Harry nodded weakly at his cousin. 

“Well he'll have to get through me first.” Harry appreciated the attempt and the slight comfort Dudley’s declaration gave bolstered him. 

“Thanks dud.”

“You want to keep going Harry?” Aunt petunia asked gently. Harry nodded again. He couldn't look professor Snape in the face. He was silent for the rest of the drive, thinking mostly but also planning. If Voldemort was coming for him he needed to be ready.

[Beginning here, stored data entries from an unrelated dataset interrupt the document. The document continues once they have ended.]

PR #2016, opened 2016-10-26
smarter fallback subject selection when using cellect

camallen:
I'm not sure this is the best solution as it could swamp the database. 

The reason i'm proposing this is that cellect can be out of sync re loaded data so try and return useful data. This happened today with a project, for some reason cellect wasn't told / hadn't reloaded the new data that was linked up (not sure why) but there was plenty of data left to classify and the fallback selector was just showing any data...sad times. 
# Review checklist

### DIFF
--- a/lib/subjects/selector.rb
+++ b/lib/subjects/selector.rb
@@ -38,7 +38,19 @@ module Subjects
       fallback_selector = PostgresqlSelection.new(workflow, user, opts)
 
       sms_ids = []
-      sms_ids = fallback_selector.select if workflow.using_cellect?
+      if workflow.using_cellect?
+        sms_ids = fallback_selector.select
+        if data_available = !sms_ids.empty?
+          ReloadCellectWorker.perform_async(workflow.id)
+          Honeybadger.notify(
+            error_class:   "Cellect data sync error",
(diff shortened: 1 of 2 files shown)


camallen:
@marten i'd appreciate your thoughts on this.

lib/subjects/selector.rb
```diff
@@ -35,7 +35,16 @@ def active_subjects_in_selection_order(sms_ids)
 
     def fallback_selection
       opts = { limit: subjects_page_size, subject_set_id: subject_set_id }
-      PostgresqlSelection.new(workflow, user, opts).any_workflow_data
+      fallback_selector = PostgresqlSelection.new(workflow, user, opts)
+
+      sms_ids = []
+      sms_ids = fallback_selector.select if workflow.using_cellect?
```
marten: Yeah, but it'll be hard not to just start swamping Cellect with reloads near the actual end of a project.

marten:
I'd be okay with this. Maybe we can get notifications when Cellect returned `[]` while a subsequent `selector.select()` did return some data?

camallen:
Updated to reload cellect and report to honeybadger when this is occurring. We can turn the cellect reload off if it's causing issues but lets see how it goes.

They piled out the car and trooped to the house. Aunt petunia had visited when his parents were alive. Harry moved slowly as he approached the fence. He put his hand on the top of the gate and sighed. It took a moment then he jumped as the fence began to flow under his hand. The first time he’d seen this he thought he was hallucinating and aunt petunia had been up with him for weeks afterwards when he had nightmares about old ruined houses and things jumping out at him that he hadn’t been able to see before. Now though he just gripped the fence and looked over the house. Sometimes he convinced himself he could remember bits of it, a flash of green light.

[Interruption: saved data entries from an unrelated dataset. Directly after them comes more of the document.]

PR #2017, opened 2016-10-26
eager & preload project data for the serialized relations

camallen:
Avoid N+1 queries in the project serializer. 

I chose to use the `scope_for` to pre/eager load for projects as that is how data is loaded by default in the controller. I had to take care with the owner relation to access the relation that was preloading correctly. Also had to modify the parental controlled `scope_for` to not attempt eager loading and attempting to join with conflicting parent relations.

# Review checklist


app/models/project.rb
```diff
@@ -92,6 +106,27 @@ class Project < ActiveRecord::Base
...
 
+  def self.scope_for(action, user, opts={})
+    experiment_name = "eager_load_projects"
+    scope = super
+    CodeExperiment.run "#{experiment_name}" do |e|
+      e.run_if { Panoptes.flipper[experiment_name].enabled? }
+      e.context user: user
+      e.use { scope }
+      e.try do
+        if opts[:skip_eager_load]
```
camallen: I can see the clarity of using a keyword arg but moving to a keyword arg means i have to modify the method sigs of a lot of classes that don't use the eager load code (yet). The options hash currently allows to modify runtime behaviour without touching method sigs.

If we refactor all the controlled resources to have eager loading then yeah we should refactor the method sigs as well. 

I'll update to use the positive voice.

marten: There's already other overrides that use keyword arguments btw. But I'm 2/10.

“Professor,” harry asked before he could stop himself, “Does the killing curse happen to be bright green?” he was braced for the answer but it still shook him when it came. 

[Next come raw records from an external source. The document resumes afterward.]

PR #2020, opened 2016-10-31
handle incorrectly formatted annotation values in classification dumps

camallen:
Return the raw data instead of crashing on invalid annotation values. Also removed unnecessary db lookups in the annotation cache as we had the resource already.

# Review checklist

### DIFF
--- a/lib/formatter/csv/annotation_for_csv.rb
+++ b/lib/formatter/csv/annotation_for_csv.rb
@@ -149,9 +149,6 @@ module Formatter
             translate(answer_string)
           rescue TypeError
             "unknown answer label"
-          rescue NoMethodError => e
-            report_to_honey_badger(answer_idx)
-            raise e
           end
         end
       end
@@ -195,22 +192,6 @@ module Formatter
          key == annotation["task"]
         end
         @task = task_annotation.try(:last) || {}
-      end
-
-      def report_to_honey_badger(answer_idx)
-        Honeybadger.notify(
-          error_class:   "Task export error",
-          error_message: "The task cannot be exported",
-          context: {
-            classification: @classification.id,
-            annotation: @annotation,
-            workflow_at_version: workflow_at_version.id,
-            workflow_version: workflow_version,
-            content_version: content_version,
-            current_task: @current['task'],
-            answer_idx: answer_idx
-          }
-        )
       end
     end
   end
--- a/lib/formatter/csv/annotation_for_csv.rb
+++ b/lib/formatter/csv/annotation_for_csv.rb
@@ -134,11 +134,8 @@ module Formatter
       end
 
       def tool_label(task_info, tool)
-        begin
-          tool_index = tool["tool"]
-        rescue TypeError => e
-          raise ToolFormattingError.new(e.message)
-        end
+        raise ToolFormattingError unless tool.is_a?(Hash)
+        tool_index = tool["tool"]
         have_tool_lookup_info = !!(task_info["tools"] && tool_index)
         known_tool = have_tool_lookup_info && task_info["tools"][tool_index]
         translate(known_tool["label"]) if known_tool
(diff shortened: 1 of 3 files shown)


lib/formatter/csv/annotation_for_csv.rb
```diff
@@ -33,10 +35,16 @@ def drawing(task_info=task)
...
-            tool_label = tool_label(task_info, drawn_item["tool"])
-            drawn_item.merge("tool_label" => tool_label)
+
+          value_with_tool = begin
+            Array.wrap(@current["value"]).map do |drawn_item|
+              tool_label = tool_label(task_info, drawn_item)
+              drawn_item.merge("tool_label" => tool_label)
+            end
+          rescue ToolFormattingError => e
+            @current["value"]
```
marten: Should we do any error reporting besides making sure we can continue the export?

lib/formatter/csv/annotation_for_csv.rb
```diff
@@ -125,7 +133,12 @@ def task_label(task_info)
         translate(task_info["question"] || task_info["instruction"])
       end
 
-      def tool_label(task_info, tool_index)
+      def tool_label(task_info, tool)
+        begin
+          tool_index = tool["tool"]
+        rescue TypeError => e
```
marten: Are we particularly interested in the specific `e.message` arising from duck typing in this case. If not, perhaps `raise ToolFormattingError unless Hash === tool` as the first line of the method would be more readable.

camallen: No - it's really a this isn't a hash error only. Will update.

lib/formatter/csv/annotation_for_csv.rb
marten: Mostly I was wondering if we're not going to use exceptions for that purpose, we should probably not use them for flow controlish things either, and rather just have tool_label return nil in case of incompatible config style.

camallen:
this fixes a bug in the dump workers anyone want to sign off on this?

lib/formatter/csv/annotation_for_csv.rb
```diff
@@ -125,7 +131,8 @@ def task_label(task_info)
         translate(task_info["question"] || task_info["instruction"])
       end
 
-      def tool_label(task_info, tool_index)
+      def tool_label(task_info, tool)
+        tool_index = tool["tool"]
         have_tool_lookup_info = !!(task_info["tools"] && tool_index)
         known_tool = have_tool_lookup_info && task_info["tools"][tool_index]
         translate(known_tool["label"]) if known_tool
```
zwolf: What does this return if the tool is unknown (but still a hash) and the translation doesn't happen? `False`, since `known_tool` was the last thing computed?

camallen: this will return nil if `known_tool` is nil

camallen: and nil if the `known_tool = {}` since translate will just do a lookup on a nil string.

Dudley squeezed his arm in support. “Those dreams I used to have dud, remember?” 

“I remember you screaming.” Dudley offered. “You were dreaming about… that night?” Harry nodded without speaking, he wasn’t sure he trusted his stomach not to turn again if he opened his mouth. Before their deaths, I had all been abstract, distant, but now he’d seen magic with his own eyes; he knew who Voldemort was and what he’d done, he had seen his dads name on the quidditch club and his mums charms club awards for outstanding contributions three years in a row. He knew him mum had excelled at potions and his dad had been good at transfiguration. They were real people now, people who he shared experiences with, he connected with the memory of them in a way he’d never done before he went to Hogwarts. They’d worn school robes, they’d been sorted and visited Ollivander, his dad had been a natural flyer, his mum apparently couldn’t even get the broom to come near her, but she could apparate after two lessons though. All these things he’d learned, they were human beings who’d died in that house, who were laid under that headstone down the road. 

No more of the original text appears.